What needs to be done:
Each line holding the word "items" must appear in the answer, copied from the entries.

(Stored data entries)
Issue #3084, opened 2022-11-29
Proposal: dotDelimited style for query serialization.


maarlo:
Regarding ``[`` and ``]`` must be urlencoded, I propose the usage of dot notation to serialize arrays and objects at query parameters.

Having the following array:
```json
{
  "x": ["b","d","f"]
}
```

It could be serailized as:
```
?x.0=b&x.1=d&x.2=f 
```

Having the following object:
```json
{
  "x": {
    "a": "b",
    "c": "d",
    "e": "f"
  }
}
```

It could be serailized as
```
?x.a=b&x.c=d&x.e=f
```

And mixing both of them:
```json
{
  "x": [
    {
      "a": "b"
    },
    {
      "a": "d"
    }
  ]
}
```

It could be serailized as
```
?x.0.a=b&x.1.a=d
```

jeremyfiel:
you can find serialization examples here, multiple types are supported

https://spec.openapis.org/oas/v3.0.3#fixed-fields-9

maarlo:
Yes, but the proposed style is not defined.

handrews:
@OAI/tsc review request:  Can we decide whether to add this or not?  My sense is that we don't want to add further serialization options/complexity, but if we do it is straightforward.  This issue has been open for a year and a half without attracting further support or examples of usage in existing APIs.

karenetheridge:
Previous serialization styles have been defined in terms of uri-template syntax (although only the swagger documentation -- https://swagger.io/docs/specification/serialization/ -- explicitly provides those templates - it's not even at https://learn.openapis.org/specification/parameters.html).

If we want to restrict ourselves to this, is it possible to define the newly proposed dotDelimited format in terms of uri-templates?

maarlo:
I think so, just like happens with deepObject, but instead of using brackets using points, and with the addition of also allowing the serialization of arrays

ralfhandl:
> is it possible to define the newly proposed dotDelimited format in terms of uri-templates?

I couldn't find anything in [RFC6570](https://datatracker.ietf.org/doc/html/rfc6570)

handrews:
I'm leaning towards advocating that we support #1502 (Support for arbitrary query strings) in 3.2, which could allow folks to experiment with new/custom serializations without us having to add more complexity to the mandatory options.

mikekistler:
[...]

Issue #2347, opened 2020-09-11
Supporting of one separate 'required' option for query parameters


Morgunov-Vitaly:
Hi!
For example, there are several paths that include similar parameters, but with different required options: in some paths parameters are required, in others they are optional.

If we can specify the required option separately, we can reuse parameter descriptions. Like this:

`/api/v1/rootname:
    get:
      summary: 'Path example'
      parameters:
        - $ref: '#/components/parameters/queryFiltersDateFrom'
        - $ref: '#/components/parameters/queryFiltersDateTo'
        - $ref: '#/components/parameters/queryGroups'
        - $ref: '#/components/parameters/queryOrderByColumn'
        - $ref: '#/components/parameters/queryOrderByDirection'
      required:
        - 'filters[date_from]'
        - 'filters[date_to]'
        - 'groups'
        - 'order_by_column'
        - 'order_by_direction'`

hkosova:
Related (or duplicate): #2026

handrews:
This is supported for query parameters in 3.2 through PR #4590 by modeling all query parameters in a single schema, which lets you use the regular `required` for this.  We will consider further work in future releases.

Issue #2298, opened 2020-07-29
Aliasing query parameters


o-felixz:
Consider the query parameter `query` in the following request:
`https://my.api/api/endpoint?query=some%20query`

I could document this parameter like so:

```yaml
parameters:
  - name: query
    in: query
    description: Search term
    schema:
      type: string
    required: true
```

Now, our api supports a short alias for the `query` parameter, `q`:
```https://my.api/api/endpoint?q=some%20query```

From my research I am unable to find an explicit example of how to document this properly in OAS 3.0.
Is there already a solution to this in the spec that I have missed?

Otherwise I would suggest introducing an `aliases` keyword for parameters, like so:

```yaml
parameters:
  - name: query
    aliases:
      - q
    in: query
    description: Search term
    schema:
      type: string
    required: true
```

I expect the `name` would be a "primary" alias and that it, together with `aliases` would form a list, perhaps in descending order of importance if necessary, of mutually exclusive names/aliases for the given parameter.

MikeRalphson:
Although aliasing parameter names doesn't seem to be common (I could quickly only find one definite example - https://api.open.fec.gov/swagger/ - where the aliased parameters were duplicated) that could be because of the lack of existing support, and duplicating a parameter doesn't help if it should be `required: true`.

I personally see some value in this for describing existing APIs, though it would add complexity to implementing the specification around detecting duplicate and overriding parameters, as well as path-parameter substitution.

mschechter-bellese:
This would be very useful for content properties as well. I use Java, and [Jackson](https://github.com/FasterXML/jackson) allows you to create [multiple aliases for a field](https://www.baeldung.com/json-multiple-fields-single-java-field) to ensure backward-compatibility when re-working an API.

It would be useful to provide that information at the contract level so that it's not isolated to the implementation side.

SampsonCrowley:
@MikeRalphson it's definitely less common because of lack of support

kscheirer:
I am evaluating this as a possible use case for overlays, https://github.com/OAI/Overlay-Specification/discussions/9.

I don't think overlays would be useful here. There is no copy operation in overlays to duplicate a parameter. An overlay could add a second parameter, but as noted this fails when "required" is true.

handrews:
With query parameters now (optionally) modeled by one schema, this (along with the comment about aliasing for "content properties" is now a JSON Schema concern.  I'm pretty sure there's an issue there for such things, although idk if it's open or closed.

PR #4590, opened 2025-05-15
Add `in: "querystring"` parameter location treating the entire query string as one chunk of content

handrews:
**NOTE:** This change was tentativley approved for 3.2 a long time ago, then punted to 3.3 when we thought we'd need to defer larger data modeling changes to that release.  However, several things have changed that makes this suitable for 3.2 now:

* All this really does is allow using the Encoding Object in a new place, which we are already doing with PRs #4559 and #4589.  _We should really include all of the "use the Encoding Object in more places" changes in one release!_
* We already decided to add the media type registry in 3.2, when at one point we weren't going to do that until 3.3
* I realized that limiting `in: querystring` to using `content` avoids all of the confusing problems of how to deal with `style`/`explode`/etc. in an environment where they do not make sense

-----

* Fixes:
    * #1502 (arbitrary query strings)
    * #2347 (re-using parameter schemas independent of required-ness)
    * #2511 (disallow unknown query parameters, could be done with `deepObject` but now can be done while also using `style`/`explode` for individual parameters)
* Fixes as much as we can fix without someting much more drastic:
    * #2026 (re-using with differing constraints- this is as much as we can solve this without going to Moonwalk)
    * #2298 (aliasing- no special aliasing construct, but using `$ref`s comes pretty close)
* Enables fix through registering a media type or defining an out-of-band format for use with `in: querystring, content: {text/plain: {...}`:
    * #1501 
    * #1504 
    * #1706 
    * #3084 

-----

This allows treating the entire query string as a single parameter, which for `application/x-www-form-urlencoded` results in it being handled exactly as request bodies of that media type are handled.

Only one `in: "querystring"` is allowed per operation, and if it is present, no `in: "query"` parameters are allowed.

The `content` field MUST be used for `in: "querystring"`, as the `style` and related fields are handled in the Encoding Object.

This also includes a recommendation that implementors design media types for complex query string formats such as those defined by various frameworks, and register a procedure for supporting them in our media type registry.  This is intended to address a slow but steady trickle of requests to support various complex and often contradictory query string formats.

### DIFF
--- a/src/oas.md
+++ b/src/oas.md
@@ -905,7 +905,8 @@ See [Appendix E](#appendix-e-percent-encoding-and-form-media-types) for a detail
 There are four possible parameter locations specified by the `in` field:
 
 * path - Used together with [Path Templating](#path-templating), where the parameter value is actually part of the operation's URL. This does not include the host or base path of the API. For example, in `/items/{itemId}`, the path parameter is `itemId`.
-* query - Parameters that are appended to the URL. For example, in `/items?id=###`, the query parameter is `id`.
+* query - Parameters that are appended to the URL. For example, in `/items?id=###`, the query parameter is `id`; MUST NOT appear in the same operation as an `in: "querystring"` parameter.
+* querystring - A parameter that treats the entire URL query string as a value which MUST be specified using the `content` field, most often with media type `application/x-www-form-urlencoded` using [Encoding Objects](#encoding-object) in the same way as with request bodies of that media type; MUST NOT appear more than once, and MUST NOT appear in the same operation with any `in: "query"` parameters.
 * header - Custom headers that are expected as part of the request. Note that [RFC9110](https://www.rfc-editor.org/rfc/rfc9110.html#section-5.1) states header names are case insensitive.
 * cookie - Used to pass a specific cookie value to the API.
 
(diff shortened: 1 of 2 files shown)


davebelais:
@handrews : I just want to confirm my understanding—so that I can plan for related tooling: when we have a parameter which has a `style="querystring"`—that operation shouldn't have any other parameters which have a `style="query"`, right?

handrews:
@davebelais replace `style` with `in` and then yes.  Because `querystring` consumes the entire part of the URL between `?` and `#` (or the end if no `#` is present).  Trying to come up with rules for how `in: querystring` and `in: query` would share that space is way too complex.  Plus `in: querystring` plus the Encoding Object can do everything that a set of `in: query` parameters can do and more, I believe.

lornajane (dismissed):
I LOVE this addition!

handrews:
This latest commit replaces "no defined mapping" with "no registered mapping" (linking to the section on the registry) in the JSONPath example.  It also adds a serialized form to the JSON `in: querystring` example.  (@lornajane I figured your approval got cleared anyway and needs re-adding, so I might as well tweak these).

miqui:
> This latest commit replaces "no defined mapping" with "no registered mapping" (linking to the section on the registry) in the JSONPath example. It also adds a serialized form to the JSON `in: querystring` example. (@lornajane I figured your approval got cleared anyway and needs re-adding, so I might as well tweak these).

@handrews Hi. When  I follow the click path with respect to the media registry, I end up with this URL: https://spec.openapis.org/registry/media-type/    which is broken (404).

handrews:
@miqui yeah we still need to put the registry up.  It will be published along with 3.2 and 3.1.2, so it's expected to be broken for now.

karenetheridge (approved):
LGTM!

handrews:
@lornajane @miqui can you re-approve after these fixes of things that @karenetheridge found?

miqui (dismissed):

handrews:
@karenetheridge now that I am thinking more about this, I think the change to `example` was incorrect, as JSON/YAML examples do not need to be encoded.  And in fact just look like strings if they are.  It would be shown as a string if we could use the `example` field next to `content` one level up.

I'm going to change that one part back.  There's a lot of additional debate around examples right now. so we may need to do a follow-up.  I'd like to not hold this up on our example confusion if at all possible, as that applies to many things, and if we need to fix it, we can fix it here along with everywhere else if this PR is already merged.

miqui (approved):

Reply:
 * path - Used together with [Path Templating](#path-templating), where the parameter value is actually part of the operation's URL. This does not include the host or base path of the API. For example, in `/items/{itemId}`, the path parameter is `itemId`.
-* query - Parameters that are appended to the URL. For example, in `/items?id=###`, the query parameter is `id`.
+* query - Parameters that are appended to the URL. For example, in `/items?id=###`, the query parameter is `id`; MUST NOT appear in the same operation as an `in: "querystring"` parameter.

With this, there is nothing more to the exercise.